◆ **Exercise aim**:
Filter the lines below, copying only those with the string "done".

(Stored data entries)
···
PR #69, opened 2026-07-27
Reject oversized images before decode to prevent OOM DoS

BluntEXE:
## Summary

`ImageProcessor.DecodeToTextureAsync` called `Image.Load<Rgba32>` directly on
remote bytes. ImageSharp allocates the full RGBA buffer from the
header-declared width/height before it validates any pixel data. A 389KB PNG
with a 20000x20000 header pushes RSS from 47MB to 2.3GB. A 30000x30000
variant hits 3.6GB and overflows the `int` in `image.Width * image.Height * 4`.

This path takes bytes straight from the network. `MediaCache`,
`RemoteImageCache`, and `WallpaperLibrary` all feed avatars, chat media, and
wallpapers into it. Any peer can crash every client that renders their
content.

## Fix

- `EnsureDecodable` calls `Image.Identify` first and rejects anything over
  64M pixels (~256MB RGBA buffer) before the real decode runs.
- Wired into `DecodeToTextureAsync` (the network path) and the three
  local-file `Bake*` methods, same bug class.
- `checked` on the `Width * Height * 4` multiply, plus a static assert on
  `MaxDecodePixels` at class init, so raising the cap later without checking
  the math fails at load instead of overflowing silently at runtime.
- The path-based overload delegates to the stream-based one, no duplicated
  validation logic.

## Testing

- Reproduced the reported PoC dimensions (20000x20000 and 30000x30000)
  against the real ImageSharp version this project uses: both rejected via
  `Image.Identify` before any pixel buffer is allocated, no RSS spike.
- A normal image still decodes without behavior change.
- All six call sites already catch `Exception` around the decode call, so
  rejected images fail like any other decode error — logged, marked failed,
  no new crash surface.
- `dotnet build` clean.

## Open question for maintainers

Does the server enforce any dimension or file-size limit on avatar/media
uploads independent of this client-side fix? Other clients stay exposed
until they update.

🤖 Generated with [Claude Code](https://claude.com/claude-code)

### DIFF
--- a/src/Aetherphone/Core/Media/ImageProcessor.cs
+++ b/src/Aetherphone/Core/Media/ImageProcessor.cs
@@ -30,24 +30,27 @@ internal static class ImageProcessor
     private const int JpegQuality = 88;
 
     private const long MaxDecodePixels = 4096L * 4096L;
+    private const long MaxLocalDecodePixels = 8192L * 8192L;
     private static readonly DecoderOptions SingleFrame = new() { MaxFrames = 1 };
 
-    private static void EnsureDecodable(Stream stream)
+    private static void EnsureDecodable(Stream stream, long maxPixels)
     {
         var info = Image.Identify(stream);
         stream.Position = 0;
 
-        if ((long)info.Width * info.Height > MaxDecodePixels)
+        if ((long)info.Width * info.Height > maxPixels)
         {
             throw new InvalidImageContentException(
-                $"Image dimensions {info.Width}x{info.Height} exceed the {MaxDecodePixels} pixel limit.");
+                $"Image dimensions {info.Width}x{info.Height} exceed the {maxPixels} pixel limit.");
         }
     }
+
+    private static void EnsureDecodable(Stream stream) => EnsureDecodable(stream, MaxDecodePixels);
 
     private static void EnsureDecodable(string path)
     {
         using var stream = File.OpenRead(path);
-        EnsureDecodable(stream);
+        EnsureDecodable(stream, MaxLocalDecodePixels);
     }
 
     public static BakedImage BakeSquareJpeg(string sourcePath, WallpaperCrop crop, int target)
@@ -105,17 +108,12 @@ internal static class ImageProcessor
     public static (byte[] Pixels, int Width, int Height) DecodeRgba32(byte[] bytes)
     {
         using var stream = new MemoryStream(bytes);
-        var (pooled, length, width, height) = DecodeRgba32Pooled(stream);
-        try
-        {
-            var pixels = new byte[length];
-            pooled.AsSpan(0, length).CopyTo(pixels);
-            return (pixels, width, height);
-        }
-        finally
-        {
-            ArrayPool<byte>.Shared.Return(pooled);
-        }
+        EnsureDecodable(stream);
+        using var image = Image.Load<Rgba32>(SingleFrame, stream);
+        var length = checked(image.Width * image.Height * 4);
+        var pixels = new byte[length];
+        image.CopyPixelDataTo(pixels);
+        return (pixels, image.Width, image.Height);
     }
 
     public static async Task<IDalamudTextureWrap> DecodeToTextureAsync(ITextureProvider textures, byte[] bytes,
--- a/src/Aetherphone/Core/Media/ImageProcessor.cs
+++ b/src/Aetherphone/Core/Media/ImageProcessor.cs
@@ -28,6 +28,41 @@ internal static class ImageProcessor
 {
     private const int JpegQuality = 88;
 
+    // Rgba32 buffer is Width*Height*4 bytes; cap keeps that under ~256MB and
+    // keeps Width*Height*4 from overflowing int32 (see DecodeToTextureAsync).
+    private const long MaxDecodePixels = 64L * 1024 * 1024;
+
+    static ImageProcessor()
+    {
+        if (MaxDecodePixels * 4 > int.MaxValue)
+        {
+            throw new InvalidOperationException(
+                $"{nameof(MaxDecodePixels)} is too large: Width*Height*4 would overflow int32.");
+        }
+    }
+
+    private static void EnsureDecodable(Stream stream)
+    {
+        var info = Image.Identify(stream);
+        stream.Position = 0;
+        if (info is null)
+        {
+            throw new InvalidImageContentException("Unrecognized image format.");
+        }
+
+        if ((long)info.Width * info.Height > MaxDecodePixels)
+        {
+            throw new InvalidImageContentException(
+                $"Image dimensions {info.Width}x{info.Height} exceed the {MaxDecodePixels} pixel limit.");
+        }
+    }
+
+    private static void EnsureDecodable(string path)
+    {
+        using var stream = File.OpenRead(path);
+        EnsureDecodable(stream);
+    }
+
     public static BakedImage BakeSquareJpeg(string sourcePath, WallpaperCrop crop, int target)
     {
         return BakeCroppedJpeg(sourcePath, crop, target, target);
@@ -35,6 +70,7 @@ internal static class ImageProcessor
 
     public static BakedImage BakeCroppedJpeg(string sourcePath, WallpaperCrop crop, int targetWidth, int targetHeight)
     {
+        EnsureDecodable(sourcePath);
         using var image = Image.Load(sourcePath);
         var size = new Vector2(image.Width, image.Height);
         var aspect = (float)targetWidth / targetHeight;
@@ -52,6 +88,7 @@ internal static class ImageProcessor
 
     public static BakedImage BakeJpeg(string sourcePath, int maxDimension)
     {
+        EnsureDecodable(sourcePath);
         using var image = Image.Load(sourcePath);
         var width = image.Width;
         var height = image.Height;
@@ -73,8 +110,10 @@ internal static class ImageProcessor
     {
         var (pixels, length, width, height) = await Task.Run(() =>
         {
-            using var image = Image.Load<Rgba32>(bytes);
-            var length = image.Width * image.Height * 4;
+            using var stream = new MemoryStream(bytes);
+            EnsureDecodable(stream);
+            using var image = Image.Load<Rgba32>(stream);
+            var length = checked(image.Width * image.Height * 4);
             var buffer = ArrayPool<byte>.Shared.Rent(length);
             image.CopyPixelDataTo(buffer.AsSpan(0, length));
             return (buffer, length, image.Width, image.Height);
--- a/src/Aetherphone/Core/Media/ImageProcessor.cs
+++ b/src/Aetherphone/Core/Media/ImageProcessor.cs
@@ -29,9 +29,9 @@ internal static class ImageProcessor
 {
     private const int JpegQuality = 88;
 
-    private const long MaxDecodePixels = 4096L * 4096L;
-    private const long MaxLocalDecodePixels = 8192L * 8192L;
-    private static readonly DecoderOptions SingleFrame = new() { MaxFrames = 1 };
+    public const long MaxDecodePixels = 4096L * 4096L;
+    public const long MaxLocalDecodePixels = 8192L * 8192L;
+    internal static readonly DecoderOptions SingleFrame = new() { MaxFrames = 1 };
 
     private static void EnsureDecodable(Stream stream, long maxPixels)
     {
@@ -45,12 +45,12 @@ internal static class ImageProcessor
         }
     }
 
-    private static void EnsureDecodable(Stream stream) => EnsureDecodable(stream, MaxDecodePixels);
-
-    private static void EnsureDecodable(string path)
+    private static Image<Rgba32> LoadRgba32(Stream stream, long maxPixels, out int length)
     {
-        using var stream = File.OpenRead(path);
-        EnsureDecodable(stream, MaxLocalDecodePixels);
+        EnsureDecodable(stream, maxPixels);
+        var image = Image.Load<Rgba32>(SingleFrame, stream);
+        length = checked(image.Width * image.Height * 4);
+        return image;
     }
 
     public static BakedImage BakeSquareJpeg(string sourcePath, WallpaperCrop crop, int target)
@@ -60,8 +60,9 @@ internal static class ImageProcessor
 
     public static BakedImage BakeCroppedJpeg(string sourcePath, WallpaperCrop crop, int targetWidth, int targetHeight)
     {
-        EnsureDecodable(sourcePath);
-        using var image = Image.Load(SingleFrame, sourcePath);
+        using var sourceStream = File.OpenRead(sourcePath);
+        EnsureDecodable(sourceStream, MaxLocalDecodePixels);
+        using var image = Image.Load(SingleFrame, sourceStream);
         var size = new Vector2(image.Width, image.Height);
         var aspect = (float)targetWidth / targetHeight;
         var clamped = crop.Clamped(size, aspect);
@@ -78,8 +79,9 @@ internal static class ImageProcessor
 
     public static BakedImage BakeJpeg(string sourcePath, int maxDimension)
     {
-        EnsureDecodable(sourcePath);
-        using var image = Image.Load(SingleFrame, sourcePath);
+        using var sourceStream = File.OpenRead(sourcePath);
+        EnsureDecodable(sourceStream, MaxLocalDecodePixels);
+        using var image = Image.Load(SingleFrame, sourceStream);
         var width = image.Width;
         var height = image.Height;
         if (width > maxDimension || height > maxDimension)
@@ -95,11 +97,9 @@ internal static class ImageProcessor
         return new BakedImage(stream.ToArray(), width, height);
     }
 
-    private static (byte[] Pixels, int Length, int Width, int Height) DecodeRgba32Pooled(Stream stream)
+    private static (byte[] Pixels, int Length, int Width, int Height) DecodeRgba32Pooled(Stream stream, long maxPixels)
     {
-        EnsureDecodable(stream);
-        using var image = Image.Load<Rgba32>(SingleFrame, stream);
-        var length = checked(image.Width * image.Height * 4);
+        using var image = LoadRgba32(stream, maxPixels, out var length);
         var buffer = ArrayPool<byte>.Shared.Rent(length);
         image.CopyPixelDataTo(buffer.AsSpan(0, length));
         return (buffer, length, image.Width, image.Height);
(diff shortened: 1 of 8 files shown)


src/Aetherphone/Core/Media/ImageProcessor.cs
```diff
@@ -28,13 +28,49 @@ internal static class ImageProcessor
...
+    private static void EnsureDecodable(Stream stream)
+    {
+        var info = Image.Identify(stream);
+        stream.Position = 0;
+        if (info is null)
+        {
+            throw new InvalidImageContentException("Unrecognized image format.");
+        }
+
+        if ((long)info.Width * info.Height > MaxDecodePixels)
```
XeldarAlz: Blocking: the cap is per frame, so multi-frame formats walk straight past it. A 1,174 byte GIF with a 2000x2000 logical screen and 40 one-pixel frame blocks: `Identify` reports 2000x2000 (4M pixels, accepted), `Image.Load` then materialises all 40 full size frames and working set goes 30MB to 643MB. At the 64M cap that is 256MB per frame with no bound on the count, and `image/gif` is an allowed upload type. `Identify` already gives you `info.FrameMetadataCollection.Count`: fold it into the multiply, or decode with `new DecoderOptions { MaxFrames = 1 }` (`CopyPixelDataTo` only reads the root frame, so callers are unaffected).

src/Aetherphone/Core/Media/ImageProcessor.cs
```diff
@@ -73,8 +110,10 @@ public static async Task<IDalamudTextureWrap> DecodeToTextureAsync(ITextureProvi
     {
         var (pixels, length, width, height) = await Task.Run(() =>
         {
-            using var image = Image.Load<Rgba32>(bytes);
-            var length = image.Width * image.Height * 4;
+            using var stream = new MemoryStream(bytes);
+            EnsureDecodable(stream);
```
XeldarAlz: Blocking: one network decode is still unguarded. `ChatThreadView.SaveImage` (src/Aetherphone/Windows/Components/ChatThreadView.cs:721) fetches DM media over HTTP and calls `Image.Load<Rgba32>(bytes)` directly, then `new byte[image.Width * image.Height * 4]` unchecked. Same peer supplied bytes, same bug class, and that file is shared by ChocoChat and Velvet.

src/Aetherphone/Core/Media/ImageProcessor.cs
```diff
@@ -28,13 +28,49 @@ internal static class ImageProcessor
 {
     private const int JpegQuality = 88;
 
+    // Rgba32 buffer is Width*Height*4 bytes; cap keeps that under ~256MB and
+    // keeps Width*Height*4 from overflowing int32 (see DecodeToTextureAsync).
+    private const long MaxDecodePixels = 64L * 1024 * 1024;
```
XeldarAlz: Non-blocking: 64M pixels is 256MB of Rgba32 per image, and `RemoteImageCache.LoadAsync` starts one decode per key with no concurrency limit, so a feed of distinct 8191x8191 avatars still stacks them. Nothing in a phone sized UI needs past 4096x4096 (64MB); the tighter cap costs nothing real.

src/Aetherphone/Core/Media/ImageProcessor.cs
```diff
@@ -28,13 +28,49 @@ internal static class ImageProcessor
...
+
+    static ImageProcessor()
```
XeldarAlz: Non-blocking: this can never fire. Both operands are compile time constants so the branch folds away, and the static ctor costs the type its `beforefieldinit`, adding an init check to every static call into this path. The `checked()` below already catches the overflow if the cap is ever raised.

src/Aetherphone/Core/Media/ImageProcessor.cs
```diff
@@ -28,13 +28,49 @@ internal static class ImageProcessor
...
+            throw new InvalidOperationException(
+                $"{nameof(MaxDecodePixels)} is too large: Width*Height*4 would overflow int32.");
+        }
+    }
+
+    private static void EnsureDecodable(Stream stream)
+    {
+        var info = Image.Identify(stream);
+        stream.Position = 0;
+        if (info is null)
```
XeldarAlz: Nit: dead on ImageSharp 3.1.12. `Image.Identify` returns a non-nullable `ImageInfo` and throws `UnknownImageFormatException` for unrecognised input, so this branch never runs.

XeldarAlz (changes requested):
Built the branch clean in a scratch worktree (Release, only the pre-existing NU1902 AngleSharp warnings); not run in-game. Reproduced the guard standalone against ImageSharp 3.1.12: it does stop the reported 20000x20000 and 30000x30000 header bombs, but a multi-frame image walks straight past it, and one network decode path is left unguarded. Two blocking comments inline, three smaller ones.

On your open question: no. `/media/upload-url` allowlists png/jpeg/webp/gif, and the 8MB cap in `MediaEndpoints` only covers the local dev storage path; on R2 the client PUTs straight to a presigned bucket URL, so the API never sees the bytes. Nothing validates dimensions or frame count server side. Worth a separate backend issue.

src/Aetherphone/Core/Media/ImageProcessor.cs
BluntEXE: Confirmed and fixed in bb2b4b7e. Reproduced it to be sure before touching the code: a 40-frame 2000x2000 GIF (8.4KB on disk) went 30MB -> 643MB with the old guard, matches your numbers. `DecoderOptions { MaxFrames = 1 }` is now passed to every decode call (`Image.Load`/`Image.Load<Rgba32>`), verified the same GIF now decodes 1 frame at 15MB instead of 40 at 610MB. Went with your MaxFrames suggestion over folding frame count into the multiply since it also bounds decode time, not just memory.

src/Aetherphone/Core/Media/ImageProcessor.cs
BluntEXE: Good catch, missed this one. Filtered my original review by callers of DecodeToTextureAsync instead of checking all 5 files that hit Image.Load/Rgba32 directly, and this one inlines its own decode instead of calling into ImageProcessor. Fixed in bb2b4b7e: added ImageProcessor.DecodeRgba32(byte[]) as the guarded equivalent of the old inline block, ChatThreadView.SaveImage now calls that instead. Same EnsureDecodable + MaxFrames=1 path as DecodeToTextureAsync, no duplicated validation logic.

src/Aetherphone/Core/Media/ImageProcessor.cs
BluntEXE: Agreed, done in bb2b4b7e. Tightened to 4096x4096 (16.7M px / 64MB). Doesn't fully solve the no-concurrency-limit stacking issue on RemoteImageCache you flagged, but it does shrink the worst case ~4x; a concurrency cap there feels like a separate change outside this PR's scope.

src/Aetherphone/Core/Media/ImageProcessor.cs
BluntEXE: Fair, removed in bb2b4b7e. The checked() below is the right place for it.

src/Aetherphone/Core/Media/ImageProcessor.cs
BluntEXE: Confirmed via reflection against 3.1.12: Identify(Stream) returns ImageInfo, not ImageInfo?, and throws UnknownImageFormatException instead of returning null. Removed the dead branch in bb2b4b7e.

src/Aetherphone/Core/Media/ImageProcessor.cs
```diff
@@ -28,14 +29,36 @@ internal static class ImageProcessor
 {
     private const int JpegQuality = 88;
 
+    private const long MaxDecodePixels = 4096L * 4096L;
```
XeldarAlz: Blocking, and my fault: one shared cap now gates local files too, so this rejects images that worked before the PR.

`PhotosApp.LoadThumbnailAsync` (:651, bake from path) and `LoadFullAsync` (:683, decode raw file bytes) both run through here, so anything over 16.7M pixels on your own disk is now refused. That band is real in this game: 5760x3240 (DLDSR 2.25x from 4K) is 18.7M and 7680x4320 (DSR 4x) is 33.2M, both rejected, while 3840x2160 and 5120x2880 still pass. Same for setting one as a wallpaper, posting it, or attaching it to Feedback / Yellow Pages. It fails to an `AepLog.Warning` and a failed tile with nothing telling the user why.

My "nothing in a phone sized UI needs past 4096x4096" argument only holds for bytes arriving off the network, where the point is that you did not choose them. A file the user picked and that is about to be downscaled to 256px or 1600px anyway is a different trust tier. Suggested shape: keep 4096x4096 for the byte[] entry points fed by peers (`DecodeRgba32`, the remote caches) and give the path-based bakes a `MaxLocalDecodePixels` of 8192x8192, which is where 78df4d14 had it and covers every setup above.

src/Aetherphone/Core/Media/ImageProcessor.cs
```diff
@@ -68,16 +92,39 @@ public static BakedImage BakeJpeg(string sourcePath, int maxDimension)
...
+        return (buffer, length, image.Width, image.Height);
+    }
+
+    public static (byte[] Pixels, int Width, int Height) DecodeRgba32(byte[] bytes)
+    {
+        using var stream = new MemoryStream(bytes);
+        var (pooled, length, width, height) = DecodeRgba32Pooled(stream);
+        try
+        {
+            var pixels = new byte[length];
```
XeldarAlz: Non-blocking: this rents a pooled buffer, copies into it, allocates the real array, copies again, then returns the pooled one. The inline code it replaced did one allocation and one copy. On a 64MB save that is an extra full-buffer pass bought purely for DRY. Decoding straight into `new byte[length]` keeps the shared `EnsureDecodable` + `MaxFrames` path without the second copy.

XeldarAlz (changes requested):
Re-reviewed at bb2b4b7e against the code, not the replies. Built clean in a scratch worktree (Release, only the pre-existing NU1902 AngleSharp warnings); not run in-game.

Both blockers are genuinely closed. `MaxFrames = 1` is on all three `Image.Load` calls in `ImageProcessor` (:61, :79, :98), and `ChatThreadView.SaveImage` (:721) now routes through `DecodeRgba32` with no duplicated validation. Swept the branch for `Image.Load`/`Identify`: every site is inside `ImageProcessor` now except `WallpaperLibrary.MeasureBrightness:357`, which is fed only by `File.ReadAllBytesAsync` and sits two lines after a `DecodeToTextureAsync` that throws first, so it is transitively covered. Both network callers already `catch (Exception)` and mark failed, so the new throw degrades instead of killing a task. The three smaller items are done too.

One regression to fix before merge, and it is mine: the 4096x4096 cap I asked for landed on the local-file paths as well, not just peer-supplied bytes. Detail inline.

src/Aetherphone/Core/Media/ImageProcessor.cs
BluntEXE: Fixed: split into MaxDecodePixels (4096x4096) for byte[] entry points fed by peers, and MaxLocalDecodePixels (8192x8192) for path-based bakes. Covers DLDSR/DSR screenshots up to 33.2M pixels.

src/Aetherphone/Core/Media/ImageProcessor.cs
BluntEXE: Fixed: DecodeRgba32 now decodes straight into the returned byte[], no pooled intermediate.

src/Aetherphone/Core/Media/ImageProcessor.cs
```diff
@@ -28,14 +29,39 @@ internal static class ImageProcessor
...
+        stream.Position = 0;
+
+        if ((long)info.Width * info.Height > maxPixels)
+        {
+            throw new InvalidImageContentException(
+                $"Image dimensions {info.Width}x{info.Height} exceed the {maxPixels} pixel limit.");
+        }
+    }
+
+    private static void EnsureDecodable(Stream stream) => EnsureDecodable(stream, MaxDecodePixels);
```
XeldarAlz: Blocking: the split is on API shape (`string` vs `Stream`/`byte[]`), but provenance does not follow that shape. Four local-file callers read their own bytes off disk and land on this overload, so they get the 4096x4096 peer cap:

- `PhotosApp.LoadFullAsync` (src/Aetherphone/Apps/Photos/PhotosApp.cs:682-683)
- `WallpaperLibrary.LoadAsync` (src/Aetherphone/Core/Wallpapers/WallpaperLibrary.cs:320-321)
- `WallpaperImageCache.LoadAsync` (src/Aetherphone/Core/Wallpapers/WallpaperImageCache.cs:45-46)
- `PhotosWidget.LoadAsync` (src/Aetherphone/Windows/Widgets/PhotosWidget.cs:150-151)

All four are `File.ReadAllBytesAsync(path)` into `DecodeToTextureAsync`. So 5760x3240 (18.7M) and 7680x4320 (33.2M) are still rejected, just one call deeper than in bb2b4b7e.

It is also worse than a uniform reject now. `LoadThumbnailAsync` bakes through `BakeJpeg(path, ThumbnailMaxDimension)` at the 8192 cap and succeeds, so the tile renders in the grid; tapping it runs `LoadFullAsync` on the raw file at 4096 and fails. Before this commit both failed together. Same shape for a wallpaper the user already had set: it is on disk, it was working, and it stops rendering.

The cap has to be chosen by the caller, not by the overload it happens to reach. Take a `maxPixels` argument on `DecodeToTextureAsync` and thread it through `DecodeRgba32Pooled`; pass `MaxLocalDecodePixels` from the four above and `MaxDecodePixels` from `MediaCache:86` and `RemoteImageCache:134`, which are the actual peer-fed entry points.

src/Aetherphone/Core/Media/ImageProcessor.cs
```diff
@@ -28,14 +29,39 @@ internal static class ImageProcessor
 {
     private const int JpegQuality = 88;
 
+    private const long MaxDecodePixels = 4096L * 4096L;
+    private const long MaxLocalDecodePixels = 8192L * 8192L;
+    private static readonly DecoderOptions SingleFrame = new() { MaxFrames = 1 };
```
XeldarAlz: Non-blocking: `MaxFrames = 1` does not reach the last decode left outside this class. `WallpaperLibrary.MeasureBrightness` (src/Aetherphone/Core/Wallpapers/WallpaperLibrary.cs:357) still calls `Image.Load<Rgba32>(bytes)` with no options.

Dimensions there are transitively covered, since the `DecodeToTextureAsync` two lines above at :321 throws first. Frame count is not, and that is a consequence of this line specifically: the guarded decode now passes on a multi-frame image because it only reads one frame, and then `RecordBrightness` re-decodes the same bytes with every frame materialised. 3.1.12 does decode APNG (`AnimationControl`, `FrameControl` and `PngFrameMetadata` are all in the assembly) and `.png` is in `BuiltInPatterns` (:23), so a 4096x4096 animated PNG is 64MB per frame with no bound on the count.

Local files only, so self-inflicted rather than a peer vector, which is why this is not blocking. But it is the exact bug class this PR exists to close and it is one argument.

src/Aetherphone/Core/Media/ImageProcessor.cs
```diff
@@ -28,14 +29,39 @@ internal static class ImageProcessor
...
+                $"Image dimensions {info.Width}x{info.Height} exceed the {maxPixels} pixel limit.");
+        }
+    }
+
+    private static void EnsureDecodable(Stream stream) => EnsureDecodable(stream, MaxDecodePixels);
+
+    private static void EnsureDecodable(string path)
+    {
+        using var stream = File.OpenRead(path);
+        EnsureDecodable(stream, MaxLocalDecodePixels);
```
XeldarAlz: Non-blocking: this opens the file and parses the header, closes it, then `Image.Load(SingleFrame, sourcePath)` at :64 and :82 reopens the same file and parses the header again. Two opens and two header parses per bake, on a path that already runs on every Photos thumbnail miss.

Holding the stream and handing it to `Image.Load` does both in one pass, and incidentally closes the window where the file changes between the check and the load.

src/Aetherphone/Core/Media/ImageProcessor.cs
```diff
@@ -68,16 +95,34 @@ public static BakedImage BakeJpeg(string sourcePath, int maxDimension)
...
+        var buffer = ArrayPool<byte>.Shared.Rent(length);
+        image.CopyPixelDataTo(buffer.AsSpan(0, length));
+        return (buffer, length, image.Width, image.Height);
+    }
+
+    public static (byte[] Pixels, int Width, int Height) DecodeRgba32(byte[] bytes)
+    {
+        using var stream = new MemoryStream(bytes);
+        EnsureDecodable(stream);
+        using var image = Image.Load<Rgba32>(SingleFrame, stream);
```
XeldarAlz: Nit: this and `DecodeRgba32Pooled` (:98) now repeat the same guard, `Image.Load<Rgba32>(SingleFrame, stream)` and `checked` length triple, differing only in where the buffer comes from.

Not worth reviving the pooled indirection I asked you to drop. But threading `maxPixels` for the blocking comment above means making the same edit in both bodies, which is the drift this invites. A private helper that returns the loaded image plus the length would leave one copy of the policy.

XeldarAlz (changes requested):
Re-reviewed at 31dcfc20 against the code. Built clean in a scratch worktree (Release, 0 errors, only the pre-existing NU1902 AngleSharp warnings); not run in-game.

The pooled double-copy is gone and the local/peer split exists, so both items from the last round are addressed as written. Also checked the shared `SingleFrame` static while I was in there: every `DecoderOptions` property on 3.1.12 is `init`-only, so reusing one instance across concurrent decodes is safe. No issue there.

The split is drawn on the wrong axis though, so the regression I blocked on last round is only half fixed, and Photos now fails asymmetrically because of it. One blocking comment, three smaller ones.

src/Aetherphone/Core/Media/ImageProcessor.cs
BluntEXE: Fixed in 50193317: `DecodeToTextureAsync` now takes a `maxPixels` argument, threaded through `DecodeRgba32Pooled`. The 4 local-file callers listed (PhotosApp.LoadFullAsync, WallpaperLibrary.LoadAsync, WallpaperImageCache.LoadAsync, PhotosWidget.LoadAsync) now pass `MaxLocalDecodePixels`; MediaCache:86 and RemoteImageCache:134 pass `MaxDecodePixels`. Verified via grep that every `DecodeToTextureAsync` call site in the tree resolves to one or the other.

src/Aetherphone/Core/Media/ImageProcessor.cs
BluntEXE: Fixed in 50193317: `WallpaperLibrary.MeasureBrightness` now calls `Image.Load<Rgba32>(ImageProcessor.SingleFrame, bytes)`, reusing the same `MaxFrames = 1` guard (made `internal` so it's visible outside `ImageProcessor`). Bounds the animated-PNG frame count same as every other decode site.

src/Aetherphone/Core/Media/ImageProcessor.cs
BluntEXE: Fixed in 50193317: `BakeCroppedJpeg`/`BakeJpeg` now open the file stream once and hand that same stream to both `EnsureDecodable` and `Image.Load`. The string-overload of `EnsureDecodable` is gone, one open + one header parse per bake.

src/Aetherphone/Core/Media/ImageProcessor.cs
BluntEXE: Fixed in 50193317: extracted a single `LoadRgba32(stream, maxPixels, out length)` helper doing the guard + load + length calc. `DecodeRgba32` and `DecodeRgba32Pooled` both call it, so the `maxPixels` threading only had to land in one place.

XeldarAlz (approved):
Re-reviewed at 50193317 against the code. Built clean in a scratch worktree (Release, 0 errors, only the pre-existing NU1902 AngleSharp warnings); 139/139 tests pass. Not run in-game.

All four items from the last round are closed as written. The cap split is now on provenance: `maxPixels` is a required parameter on `DecodeToTextureAsync` with no defaulted overload, so the compiler forces every call site to choose. Verified all six callers pick the right cap, including the thumbnail path staying on the peer cap (those bytes are self-baked JPEGs, so that is correct). Swept the tree: the only decodes left outside `ImageProcessor` are `WallpaperLibrary.MeasureBrightness:357` (now on `SingleFrame`) and `ChatThreadView:721` (through `DecodeRgba32`, peer cap). Merging.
···
◆ **Result**:
BluntEXE: Agreed, done in bb2b4b7e. Tightened to 4096x4096 (16.7M px / 64MB). Doesn't fully solve the no-concurrency-limit stacking issue on RemoteImageCache you flagged, but it does shrink the worst case ~4x; a concurrency cap there feels like a separate change outside this PR's scope.
Both blockers are genuinely closed. `MaxFrames = 1` is on all three `Image.Load` calls in `ImageProcessor` (:61, :79, :98), and `ChatThreadView.SaveImage` (:721) now routes through `DecodeRgba32` with no duplicated validation. Swept the branch for `Image.Load`/`Identify`: every site is inside `ImageProcessor` now except `WallpaperLibrary.MeasureBrightness:357`, which is fed only by `File.ReadAllBytesAsync` and sits two lines after a `DecodeToTextureAsync` that throws first, so it is transitively covered. Both network callers already `catch (Exception)` and mark failed, so the new throw degrades instead of killing a task. The three smaller items are done too.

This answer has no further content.